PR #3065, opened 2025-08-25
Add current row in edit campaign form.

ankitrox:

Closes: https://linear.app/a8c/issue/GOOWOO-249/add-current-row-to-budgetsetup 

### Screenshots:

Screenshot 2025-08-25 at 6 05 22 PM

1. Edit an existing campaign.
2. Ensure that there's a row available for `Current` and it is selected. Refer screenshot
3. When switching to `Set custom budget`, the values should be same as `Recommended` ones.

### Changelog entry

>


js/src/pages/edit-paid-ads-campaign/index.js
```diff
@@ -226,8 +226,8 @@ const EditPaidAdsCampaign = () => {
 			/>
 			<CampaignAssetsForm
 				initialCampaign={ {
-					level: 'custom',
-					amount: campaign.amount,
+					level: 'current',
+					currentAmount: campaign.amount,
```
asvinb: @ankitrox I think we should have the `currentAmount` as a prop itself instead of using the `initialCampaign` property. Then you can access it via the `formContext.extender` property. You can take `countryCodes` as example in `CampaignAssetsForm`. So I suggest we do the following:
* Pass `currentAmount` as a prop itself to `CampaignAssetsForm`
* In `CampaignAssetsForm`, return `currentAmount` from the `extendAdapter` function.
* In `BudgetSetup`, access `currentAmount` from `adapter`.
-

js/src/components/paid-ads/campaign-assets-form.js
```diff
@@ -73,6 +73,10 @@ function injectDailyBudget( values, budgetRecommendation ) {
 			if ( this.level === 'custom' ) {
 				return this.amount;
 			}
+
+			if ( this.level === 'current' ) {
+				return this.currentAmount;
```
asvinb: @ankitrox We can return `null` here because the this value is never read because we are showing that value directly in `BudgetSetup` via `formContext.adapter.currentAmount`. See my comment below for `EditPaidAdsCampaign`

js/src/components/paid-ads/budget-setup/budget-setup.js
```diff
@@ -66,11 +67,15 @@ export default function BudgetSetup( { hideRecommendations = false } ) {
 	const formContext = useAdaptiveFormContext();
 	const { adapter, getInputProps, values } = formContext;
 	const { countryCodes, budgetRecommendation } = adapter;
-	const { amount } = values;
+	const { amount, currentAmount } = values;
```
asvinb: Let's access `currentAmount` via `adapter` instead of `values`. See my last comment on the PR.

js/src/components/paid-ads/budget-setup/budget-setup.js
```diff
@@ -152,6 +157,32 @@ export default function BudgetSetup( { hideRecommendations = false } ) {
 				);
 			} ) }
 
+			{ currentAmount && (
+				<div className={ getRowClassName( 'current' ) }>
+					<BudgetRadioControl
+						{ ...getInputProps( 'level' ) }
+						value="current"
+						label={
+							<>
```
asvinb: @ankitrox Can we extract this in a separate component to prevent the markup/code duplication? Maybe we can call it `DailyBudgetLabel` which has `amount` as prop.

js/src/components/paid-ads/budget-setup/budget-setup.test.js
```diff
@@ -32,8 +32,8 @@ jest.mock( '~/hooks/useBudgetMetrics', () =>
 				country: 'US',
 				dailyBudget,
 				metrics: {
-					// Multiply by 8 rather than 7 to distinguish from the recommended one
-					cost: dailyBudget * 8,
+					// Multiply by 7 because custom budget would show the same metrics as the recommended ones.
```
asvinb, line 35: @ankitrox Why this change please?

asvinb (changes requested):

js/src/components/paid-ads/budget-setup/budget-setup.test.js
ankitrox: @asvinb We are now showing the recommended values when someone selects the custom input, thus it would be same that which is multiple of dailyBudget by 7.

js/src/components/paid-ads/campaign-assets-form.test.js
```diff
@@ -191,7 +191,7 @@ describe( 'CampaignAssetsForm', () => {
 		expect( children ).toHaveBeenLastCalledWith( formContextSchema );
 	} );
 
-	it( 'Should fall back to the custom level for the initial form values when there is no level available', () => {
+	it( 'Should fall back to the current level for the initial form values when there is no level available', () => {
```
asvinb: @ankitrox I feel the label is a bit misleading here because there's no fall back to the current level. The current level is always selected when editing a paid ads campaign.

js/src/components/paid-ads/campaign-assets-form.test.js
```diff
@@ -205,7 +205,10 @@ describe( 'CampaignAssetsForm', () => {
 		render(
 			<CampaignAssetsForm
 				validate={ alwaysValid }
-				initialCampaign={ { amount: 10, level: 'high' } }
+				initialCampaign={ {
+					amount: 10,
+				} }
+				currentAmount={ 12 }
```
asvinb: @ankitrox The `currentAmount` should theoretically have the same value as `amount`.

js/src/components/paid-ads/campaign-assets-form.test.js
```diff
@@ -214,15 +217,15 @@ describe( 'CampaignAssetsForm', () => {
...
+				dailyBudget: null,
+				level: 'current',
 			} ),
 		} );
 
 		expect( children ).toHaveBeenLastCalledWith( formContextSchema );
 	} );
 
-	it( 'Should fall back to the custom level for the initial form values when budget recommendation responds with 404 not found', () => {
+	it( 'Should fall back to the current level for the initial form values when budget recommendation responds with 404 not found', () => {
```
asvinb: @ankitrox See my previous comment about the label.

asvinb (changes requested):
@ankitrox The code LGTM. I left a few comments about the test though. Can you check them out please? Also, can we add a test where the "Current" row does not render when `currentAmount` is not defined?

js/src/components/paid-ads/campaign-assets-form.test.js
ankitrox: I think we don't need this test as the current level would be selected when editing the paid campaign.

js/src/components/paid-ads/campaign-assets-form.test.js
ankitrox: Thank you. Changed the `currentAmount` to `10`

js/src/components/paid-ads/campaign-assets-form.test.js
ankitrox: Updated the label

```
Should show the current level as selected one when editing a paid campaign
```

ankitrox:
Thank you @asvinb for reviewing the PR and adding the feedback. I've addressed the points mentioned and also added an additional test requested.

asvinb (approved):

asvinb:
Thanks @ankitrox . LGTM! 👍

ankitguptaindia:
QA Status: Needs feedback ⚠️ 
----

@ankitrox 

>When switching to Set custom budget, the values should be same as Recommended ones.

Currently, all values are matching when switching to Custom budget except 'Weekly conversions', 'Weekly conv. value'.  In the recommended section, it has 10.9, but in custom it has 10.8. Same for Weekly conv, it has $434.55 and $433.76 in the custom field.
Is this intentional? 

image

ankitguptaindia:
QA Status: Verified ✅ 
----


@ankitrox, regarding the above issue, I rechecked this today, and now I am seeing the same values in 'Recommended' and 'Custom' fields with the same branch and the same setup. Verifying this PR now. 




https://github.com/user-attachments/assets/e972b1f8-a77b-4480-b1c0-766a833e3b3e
◇ ◇ ◇
◆ **Aim of the exercise**
Which lines of the data contain the string "editing"? Copy each one.

◆ **Problem solution**
asvinb: @ankitrox I feel the label is a bit misleading here because there's no fall back to the current level. The current level is always selected when editing a paid ads campaign.
ankitrox: I think we don't need this test as the current level would be selected when editing the paid campaign.
Should show the current level as selected one when editing a paid campaign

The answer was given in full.